8 September 1998, Volume 1, Number 28

Abkhazia Says Yes To Oil Pipeline. The Abkhaz representation at the 2 September meeting of the Coordinating Council created last November to address security and economic aspects of the frozen Abkhaz conflict finally expressed approval of the proposal to build an oil pipeline across Abkhazia connecting Georgia's Black Sea oil terminal at Supsa with the Russian port of Novorossiisk. That idea was discussed inconclusively in late February at a meeting in Sukhumi between Abkhaz President Vladislav Ardzinba, then Georgian Minister of State Niko Lekishvili, and Giorgi Chanturia, the head of the Georgian company responsible for operation of the Baku-Supsa oil pipeline (see "RFE/RL Caucasus Report," Vol. 1, No.1., 3 March, 1998).

The author of that proposal was apparently Georgian President Eduard Shevardnadze, and its rationale is that construction of the Supsa-Novorossiisk pipeline would benefit all parties involved. One of the arguments against exporting crude from Kazakhstan's huge Tengiz field via a pipeline to Novorossiisk is that bad weather frequently prevents tankers loading at Novorossiisk during the winter months. A north-south pipeline from Novorossiisk to Supsa would preclude such delays and possibly even render the planned alternative underwater Trans-Caspian export pipeline to Baku less viable. Russia has objected to that project on ecological grounds, but a Trans-Caspian pipeline would also mean Russia losing substantial sums in transit tariffs, which would not be the case if the oil flowed westwards across southern Russia to Novorossiisk. Abkhazia, too, would receive badly needed transit fees to rebuild its war-shattered infrastructure.

But above all, Georgia would benefit in that one of the preconditions for such a pipeline is a formal peace settlement with Abkhazia that would determine the region's status vis-a-vis the central Georgian government and create secure conditions for the return to Abkhazia of an estimated 200,000 displaced persons, on whose needs the Georgian government currently spends $100 million per year (which is equal to one-eighth of Georgia's entire annual budget.)
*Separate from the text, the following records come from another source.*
PR #605, opened 2018-12-23
Fix demux to match cuda expected threading model for computations.

Tilps:


Tilps:
Jesse has tested this - seems its actually a win once it doesn't crash.... :)
Went from 35k nps to 75k nps switching from mux to demux with 4 gpus on a system with cpu + mutex constraints.

PR #606, opened 2018-12-23
Minor changes to `src/chess`

ddobbelaere:
Some minor changes to `src/chess/board.{h,cc}`

If I am not mistaken, `ChessBoard::GenerateLegalMovesAndPositions` is not used anymore? Can this be removed or is it still present to cross-check some possible future optimizations of `IsLegalMove` used in `ChessBoard::GenerateLegalMoves`?

### DIFF
--- a/src/chess/board.h
+++ b/src/chess/board.h
@@ -33,8 +33,6 @@
 
 namespace lczero {
 
-struct MoveExecution;
-
 // Represents a board position.
 // Unlike most chess engines, the board is mirrored for black.
 class ChessBoard {
@@ -75,8 +73,6 @@ class ChessBoard {
   MoveList GenerateLegalMoves() const;
   // Check whether pseudolegal move is legal.
   bool IsLegalMove(Move move, bool was_under_check) const;
-  // Returns a list of legal moves and board positions after the move is made.
-  std::vector<MoveExecution> GenerateLegalMovesAndPositions() const;
 
   uint64_t Hash() const {
     return HashCat({our_pieces_.as_int(), their_pieces_.as_int(),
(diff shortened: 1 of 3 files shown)


ddobbelaere:
Added some hash calculation improvements. Yields small speedup (~0.5%) for default params. Also fixes poor "spreading" of `positions` (that at the moment only seems necessary to allow for future dynamic parameter changes?).

src/chess/board.h
```diff
@@ -81,8 +81,10 @@ class ChessBoard {
   uint64_t Hash() const {
     return HashCat({our_pieces_.as_int(), their_pieces_.as_int(),
                     rooks_.as_int(), bishops_.as_int(), pawns_.as_int(),
-                    our_king_.as_int(), their_king_.as_int(),
-                    castlings_.as_int(), flipped_});
+                    (static_cast<unsigned>(our_king_.as_int()) << 24) |
```
mooskagh: `unsigned` has different length at different platforms, it's safer to cast to something of known size (e.g. `uint64_t` or `uint32_t`)

mooskagh:
`GenerateLegalMovesAndPositions` is from time when every node contained position. Can be removed now!

ddobbelaere:
Reverted modifications to `PositionHistory::HashLast`. I think `uint64_t hash = positions;` is not critical at all (in fact, `uint64_t hash = 0;` would do also), as `positions` is implicitly influencing number of hashed positions.

src/chess/board.h
ddobbelaere: Thanks, you are right!

PR #608, opened 2018-12-24
Set Default threads

SunnyWar:
Set the default threads to the number of supported hardware threads, which is usually the number of cores.


SunnyWar:
dammit.

PR #609, opened 2018-12-24
make uci search parameters the defaults ones

borg323:


src/benchmark/benchmark.cc
```diff
@@ -60,7 +60,8 @@ void Benchmark::Run() {
 
   defaults->Set<int>(SearchParams::kMiniBatchSizeId.GetId(), 256);
   defaults->Set<float>(SearchParams::kFpuReductionId.GetId(), 1.2f);
-  defaults->Set<float>(SearchParams::kCpuctId.GetId(), 3.4f);
+  defaults->Set<float>(SearchParams::kCpuctId.GetId(), 3.0f);
```
mooskagh: Maybe make those defaults and override in selfplay?

borg323: Why not a helper function in SearchParams that changes the defaults?

borg323:
In the end I decided that it is better for all search parameters to default to the uci values with overrides for selfplay only.

PR #617, opened 2018-12-27
Add default number of thread as number of cores.

SunnyWar:
Sets the default number of threads to the hardware supported number, which is normally the number of cores. It the api can't determine this it set's it to 2.

### DIFF
--- a/src/engine.cc
+++ b/src/engine.cc
@@ -36,7 +36,6 @@
 
 namespace lczero {
 namespace {
-const int kDefaultThreads = 2;
 
 const OptionId kThreadsOptionId{"threads", "Threads",
                                 "Number of (CPU) worker threads to use.", 't'};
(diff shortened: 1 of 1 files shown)


jjoshua2:
It's probably better to do 1 plus number of gpus by default. Threads can
make things worse as much as better with all the locks...
And more threads means lower clock speeds these days with pbo xfr
turboboost etc

SunnyWar:
I don't think the pbo xfr stuff has much to do with the number of thread as it is about clock frequency, same with turboboost. 

I think Leelas's defaults should be that which is likely to provide the best performance. If that is not the case currently with this PR then I'm happy to close it.

mooskagh:
While initially it seemed like a good idea (I think it's been in lc0.org/timeline spreadsheet for quite a while), it turned out that our non-parallelized code (node picking) is the bottleneck, so after having enough threads to load GPUs (which is probably 1+number_of_gpus) adding more threads actually make performance worse.
So I think it should not go through until node picking parallelization is solved. (there is ongoing #678 for that btw).

borg323:
Please close this, we know now that this is very rarely the best option.

PR #618, opened 2018-12-27
Add const to locals

SunnyWar:
Added const to local variables that can be const. This will identify non-const variables to insure that they are that way intentionally.


src/syzygy/syzygy.cc
```diff
@@ -421,7 +421,7 @@ void init_indices() {
   }
   // TODO: choose a good seed.
   std::mt19937 gen(123523465);
-  std::uniform_int_distribution<Key> dist(std::numeric_limits<Key>::lowest(),
+  const std::uniform_int_distribution<Key> dist(std::numeric_limits<Key>::lowest(),
```
borg323: g++/clang on linux complain about this (and the other `const` on distributions in `random.cc`)

SunnyWar: I'll look into it.

SunnyWar: I tried a variety of way to repro this in windows, including using the intel compiler, and attempting to set up a Linux sub system, but to no avail. So, I'm simply fixing the issues as demonstrated in the build log.

borg323: You missed the one in `syzygy.cc`.

mooskagh:
This looks good, but I'll merge it a bit later (after RC season) as such a widespread change may make cherrypicking harder.

SunnyWar:
sure thing

mooskagh:
@SunnyWar 
Note that that the code does not meet our style guide requirements (e.g. there are lines longer than 80 characters), but  I think it's better to merge it, otherwise it's always in "needs merging" state.

Please reformat code with `clang-format` and submit fix.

One obstacle remains, however, in the form of those in Moscow that have a vested interest in blocking a solution to the Abkhaz conflict in order to retain leverage over the Georgian leadership. Whether and to what extent those persons' position has been weakened by the ongoing Rusian financial meltdown is unclear. (Liz Fuller)

Both Sides Dig In For Possible New Hostilities. Also on the agenda at last week's talks was the continuing construction of ditches, barbed-wire fences and other fortifications on both sides of the Inguri River that forms the internal border between Abkhazia and the rest of Georgia. Major-General Sergei Korobko, commander of the Russian peacekeeping force deployed in the 12-km security zone on both sides of the Inguri, said that he has warned both the Abkhaz and the Georgian leaderships six times that such measures are unacceptable. He has also asked Tbilisi four times to withdraw armored vehicles from the security zone. (Liz Fuller)

DPs Seek New Ways To Pressure Georgian Leadership. Representatives of the Georgian displaced persons who fled Abkhazia's southernmost Gali raion during the fighting in1992-93 and May of this year plan to convene a congress on 23-24 September in the hope "of finding solutions to our most urgent problems," according to spokesman Boris Kakubava. Hardest hit are those Georgians who returned over the past few years to their abandoned homes in Gali, only to be driven out a second time in this summer's fighting. They are currently quartered in school buildings in the west Georgian town of Zugdidi, and survive on dwindling supplies of international aid. (Agriculture Minister Bakur Gulua said last week that emergency supplies of sugar and vegetable oil are exhausted, but new shipments of flour and other commodities are expected shortly.) In an indication that the Georgian leadership takes seriously the possibility of acts of civil disobedience by despairing fugitives, Minister of State Vazha Lortkipanidze and Tbilisi Mayor Ivane Zodelava attended a joint session of the Abkhaz parliament and government in exile on 5 September to outline additional measures for improving the fugitives' plight.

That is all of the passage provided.